The convictions are a prime example of the compelling and damning impact of a confession on a jury. A jury easily overlooks discrepancies between the evidence and the confession. False confessions are real and can result in miscarriages of justice.

The State bears the burden of showing that an accused gave a valid waiver of his Miranda rights prior to making incriminating statements during custodial interrogation. Miranda v. Arizona, 384 U.S. 436, 475 (1966). In making this determination, courts look at the totality of the circumstances. State v. Hunt, 607 P.2d 1297, 300 (Utah 1980). On appeal, a trial court's finding of a valid waiver of Miranda rights is granted some degree of discretion. State v. Leyva, 951 P.2d 738, 741 (Utah 1997).
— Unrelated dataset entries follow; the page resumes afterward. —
PR #7857, opened 2024-04-06
Turkish language support updated

mutlusinan:


ubuisgreat:
thanks for adding the missing values.

Issue #7858, opened 2024-04-06
navigating to link is broken


zsviczian:
https://github.com/excalidraw/excalidraw/assets/14358394/2c3cadd2-cb01-4109-ab40-93ba23bf7a2c

ad1992:
Looks like this has recently regressed in https://github.com/excalidraw/excalidraw/pull/7804/files 
cc @ryan-di @dwelle

mariofontana:
> 2024-04-06.09-26-20.mp4

I also noticed that if I right click to change the link, it opens the new tab with "about:blank" and I can't change it.

sdzialowski-godaddy:
I think it's fixed now

PR #7859, opened 2024-04-06
fix: external link not opening

therealrinku:
fixes: #7858 
....
problem was when using "noopener noreferrer", window.open returns null
...
according to this: https://mathiasbynens.github.io/rel-noopener
doing newWindow.opener = null; should do same as adding "noopener noreferrer"

or maybe we can do window.open(url, target, "noopener noreferrer");


ad1992 (approved):

dwelle:
My bad, I wasn't reading the code properly when I was adding the feature flags across the codebase. Thanks for the fix!

zsviczian:
BTW, this is still not working in production...

ad1992:
> BTW, this is still not working in production...

It should be working now as the release was done a few hours ago.

Issue #7831, opened 2024-04-01
locked objects can be edited after right clicking them


Himanshu-Singh-Chauhan:
let's say object is locked by right clicking and selecting lock.
now LMB does not select it, but if we click RMB on locked object, context menu pops up and left sidebar for editing, without closing context menu if click something on sidebar, the object can be edited.

![83 10_27 - 01 April 2024](https://github.com/excalidraw/excalidraw/assets/26621232/2a3f86b9-3a4c-4f0e-94f8-81c42b1c546e)

expected behavior: it should not be editable and should show a little toast like "object locked" or the sidebar should pop up, only context menu should show.

also allow LMB to select locked objects, it will be a better experience.

raghav-dev22:
I want to solve this issue, can you please assign it to me ?

ad1992:
I strongly agree we should disable updating locked items, here is another open issue for the same https://github.com/excalidraw/excalidraw/issues/5140

AFAIR @dwelle had some concerns regarding this change when we discussed long back

dwelle:
There isn't much benefit to prevent editing of locked items. The primary goal of locking is prevent selection.

If we can articulate a good use case for preventing it, sure.

Here's a use case for _not_ preventing it: you lock a background image/shape so it doesn't affect selection of elements that sit on top which you edit/move frequently. You decide you want to tweak the background style, e.g. reduce opacity, so you select it by right-click and tweak the style. If editing was disabled, you'd need to first unlock, edit, and lock again. 3 steps vs 1.

ad1992:
> There isn't much benefit to preventing the editing of locked items. The primary goal of locking is to prevent selection.
> 
> If we can articulate a good use case for preventing it, sure.
> 
> Here's a use case for _not_ preventing it: you lock a background image/shape so it doesn't affect selection of elements that sit on top which you edit/move frequently. You decide you want to tweak the background style, e.g. reduce opacity, so you select it by right-click and tweak the style. If editing was disabled, you'd need to first unlock, edit, and lock again. 3 steps vs 1.

Sorry, but I don't agree here, as a user "Lock" means no change should be allowed to the shapes unless the shape is unlocked and hence its misleading IMO.

1. If we want to allow updating the properties then why only by "right click" ? - this behaviour is ambiguous
2. We should consider renaming the feature to something else as the right click is kind of a hack and one only knows when they right click and then it looks buggy
[...]

PR #7861, opened 2024-04-06
fix: don't update locked items

therealrinku:
Don't allow editing of locked items
Issue: #7831


ryan-di:
@therealrinku thanks for the fix! Great work :)

In addition to the extra check that's been added, perhaps, we shouldn't be showing the properties panel at all when a locked element is selected via right clicks. What do you reckon, @dwelle?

After determining a valid Miranda waiver has occurred, the courts are then called upon to determine whether a confession was involuntary, unreliable, and a product of coercion. If a confession was involuntary, its admission violates the defendant's due process rights under the Fourteenth Amendment of the United States Constitution, and Article I, Section 7 of the Utah Constitution. Under the totality of circumstances test, courts must consider such external factors as the duration of the interrogation, the persistence of the officers, police trickery, absence of family and counsel, as well as threats and promises made to the defendant by the officers. Moreover, the defendant's mental health, mental deficiency, emotional instability, education, age, and familiarity with the judicial system are additional factors which must be considered.4

Coercive police activity is a necessary predicate to a finding that a confession is involuntary. Colorado v. Connelly, 479 U.S. 157, 167 (1986). However, police do not need to engage in flagrant misbehavior in order to be coercive. "Rather, subtle pressures are considered to be coercive if they exceed the defendant's ability to resist. Accordingly, pressures that are not coercive in one set of circumstances may be coercive in another set of circumstances if the defendant's condition renders him or her uncommonly susceptible to police pressures." In Re Jerrell, 699 N.W.2d 110, ¦19 (Wis. 2005) (citation omitted). Since the police conduct itself is inextricably intertwined with the determination of the voluntariness of a statement, it should hardly be surprising that the police are not likely to admit that they engaged in a host of coercive tactics.

Motions to suppress are seldom won when the defendant must persuade the trial court that he, and not the police officer, has told the truth. Instead, when defendants prevail at motion hearings, they do so most often when the judge accepts as true every word spoken by the police, but still concludes that the undisputed facts permit ruling in favor of the accused.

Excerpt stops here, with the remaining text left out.